I wish we humans were better at psi, he thought. They say telepathy has its drawbacks, but it would sure be nice to know what's going on in another person's head sometimes.

It'd take away a lot of the anxiety if I knew what she was thinking… even if I found out she just thought I was a nervy kid.

He looked up at the patchy sky overhead. Through long ragged openings in the clouds he could see stars.

In two places, there were nebiculae in the sky that hadn't been there the night before, signs of a battle still raging. The tiny false nebulae glowed in every visible color, and probably in other bands than light.

Toshio let a fistful of metallo-silicate dirt sift through his fingers onto the coals. Falling sparkles of metal winked at him like incandescent confetti, like winking stars.
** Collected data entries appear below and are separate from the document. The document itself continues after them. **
PR #12000, opened 2026-04-28
[GLUTEN-11980][CORE] For decimal-key joins, if one side falls back to Spark, force fallback the other side

### LINKED ISSUE #11980: Join operator lost data due to decimal join key.
### Backend

VL (Velox)

### Bug description

There are two tables: A and B. 

```
// The main schema of A
CREATE TABLE A (
  invoiceid DECIMAL(20,0),
  time TIMESTAMP,
  update_time TIMESTAMP,
  dt STRING,
  hour STRING)
USING orc
PARTITIONED BY (dt, hour)
LOCATION 'hdfs://test/A'
TBLPROPERTIES (
  'transient_lastDdlTime'='1718612895')
```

He dusted off his hands and turned to crawl into his own sleeping roll. He lay there, eyes closed, reluctant to watch the stars, or to dissect the pros and cons of his behavior.

Instead, he listened to the wind-and-surf sounds of the night. They were rhythmic and calming, like a lullaby, like the seas of home.

Except once in a while he thought he could pick up, on the edge of hearing, sighs and soft laughter coming from the south. They were sounds of complex happiness that filled him with a sad longing.

"They're at it again," he sighed to himself. "I swear, I've never heard of anything like it."

The humid air kept their perspiration slick upon them. Gillian licked a moustache of tear-like salt off her upper lip. The same way, Tom cleaned some of the sheen off her breasts. The wetness of his mouth cooled on her aureoles and nipples when he took his mouth away.

She gasped and grabbed the wavy hair at the back of his head, where his slightly balding vanity feared no tugging. He responded with mock biting that sent shivers to her calves, thighs, and lower back.

Gillian locked her heel behind his knee and levered her pelvis up against his. Her breath whistled softly as he lifted his head and met her eyes.

"I thought what I was doing was afterplay," he whispered a little hoarsely. He made a show of wiping his forehead. "You should warn me when I cross over the line, and start promising what I can't deliver." He took her hand and kissed its palm and the inside of her wrist.

Gillian ran her fingers along his cheek, to touch, feather light, his jaw, throat and shoulder. She took sparse clumps of chest hair and pulled playfully.

She purred — not like a housecat, but with the feral rumble of a leopardess. "Whenever you're ready, love. I can wait. You may be the illegitimate son of a fecund test-tube, but I know you better than your planners ever did. You have resources they never imagined."

Tom was about to say that, planners or no planners, he was the quite legitimate son of May and Bruce Orley of Minnesota State, Confederacy of Earth… but then he noticed the slight liquid welling in her eyes. Her words were rough, light and teasing, but her grip on his chest hair only tightened as she looked up at his face, eyes roaming, as if she were memorizing every feature.

Tom felt suddenly confused. He wanted to be close to Gillian on their last night together. How could they be any closer than they were right now? His body pressed against hers, and her warm breath filled his nostrils. He looked away, feeling somehow he was letting her down.

Then he felt it, a tender stroking that seemed to strive against a locked and heavy feeling inside his own head. It was a soft pressure that would not go away. He realized that the thing fighting it was himself.

I'm leaving tomorrow, he thought.

They had argued over who would be the one to go, and he had won. But it was bitter to have to go.